The budget itself is full of raises. Every state employee would get a pay bump. Most would get $2,500, while those earning more than $83,000 a year get a 3% raise. In total, those raises would cost the state $124 million.
The spending plan increases the starting pay for teachers by $2,500 and also increases the yearly step raises which create the base pay for teachers by $2,500. The budget also would send $261 million more in classroom aid to local school districts, which could use that money to give raises if they are already above the minimums set by the state.
Lawmakers are also offering $30 million in raises for law enforcement.
There is $200 million to fix bridges, $250 million to help local road projects, $120 million for the state to help poorer, rural school districts with new buildings and $38 million set aside to conserve land from development.
The House plan also finds more than $1 billion to help bring a plant to build electric SUVs by Volkswagen-backed Scout Motors to a site near Columbia.
All those details were worked out in committee.
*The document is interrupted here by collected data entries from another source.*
PR #403, opened 2015-04-21
Unity 4.6 compatible logging

jonghough:
Current logging functions LogFormat, LogWarningFormat, LogErrorFormat, are only available from Unity 5.0. This gives cross compile errors when trying to build for iOS, if Unity version is 4.x. Since many projects are still using Unity 4.x, it seems better to use the original logging API.

### DIFF
--- a/src/Couchbase.Lite.Unity/UnityLogger.cs
+++ b/src/Couchbase.Lite.Unity/UnityLogger.cs
@@ -50,10 +50,10 @@ namespace Couchbase.Lite.Unity
         {
 
         }
-		// Unity 4.x API compatible Unity Logging.
-		public void LogUnity(string log){UnityEngine.Debug.Log(log);}
-		public void LogWarningUnity(string log){UnityEngine.Debug.LogWarning(log);}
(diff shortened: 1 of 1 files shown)


borrrden:
Oh, I didn't know that!  By the way can you change your tabs to spaces and sign the [New Contributor Agreement](http://review.couchbase.org/#/settings/agreements) (If you haven't done so in the past).

jonghough:
I changed tabs to spaces in my previous edits.
By the way, it seems Google no longer supports OpenID 2.0 (as of April 20), so I cannot use my gmail account to log in, which is also my Github account's email address.

borrrden:
I've passed along that message, so hold that thought for a bit.

borrrden:
It looks like you are going to have to log in using another OpenID Provider (Yahoo is probably the easiest).  You can choose which email address you assign to the agreement after login.  Sorry for the trouble.

jonghough:
No trouble. I logged in using a different email account, and I signed the Agreement, registering my gmail account as the preferred email account. (username JonHough).

PR #413, opened 2015-04-28
Protect the sqlite raw dictionary with a lock to prevent issues during multithread access

brettharrisonzya:
This is a workaround to protect the Dictionary in SQLitePCL.raw until it can be fixed in that library.  See https://github.com/ericsink/SQLitePCL.raw/issues/45 for a full issue description.  If SQLitePCL.raw gets updated to handle SQLITE_OPEN_FULLMUTEX mode this lock can be removed.


borrrden:
I'll be backing out the "added a version file" commit at least since this file is set up to be generated before each build (custom commands were a bit flaky so I changed to the msbuild community extensions).  As for the rest, watch out for tabs vs spaces ;).  Will have another look at this tomorrow.

brettharrisonzya:
Fixed the tabs and spaces.  Deleted the version file.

On the House floor this week, the discussion has been on the edges of the budget.
Almost all of Monday's debate was about diversity, equity and inclusion programs at colleges and universities, one of the GOP's latest culture-war targets. The Freedom Caucus offered amendments to punish schools that have DEI programs by stripping each institution of an amount commensurate with what the schools spend on those programs.
"We have an increasing problem in our schools of higher ed of promoting very political ideologies on students and faculty and in curriculums. As I mentioned, it is all funded by taxpayers," said Rep. Adam Morgan, a Republican from Taylors who leads the Freedom Caucus.
But the amendments wouldn't have directly removed the money from the programs. Instead, the cash would have come out of each school's general fund. Republicans against the idea said the proposals were sloppy since the money could be removed from any program at the colleges.
"I at least try to do my homework. This is a failure. This is a disappointment," Republican Rep. Micah Caskey of West Columbia said. "How many scholarships are we going to lose?'"
Tempers flared as other members of the Freedom Caucus said they were tired of Caskey talking down to them, and Speaker Murrell Smith had to take a two-minute break to cool things down.
Only one amendment passed Monday night. It was sponsored by first-year Democratic Rep. Heather Bauer of Columbia. It cut the salary of Comptroller General Richard Eckstrom to $1 after his office double-counted cash for nearly a decade, leading to a $3.5 billion accounting error that didn't affect the state bank accounts but could hurt its credit rating.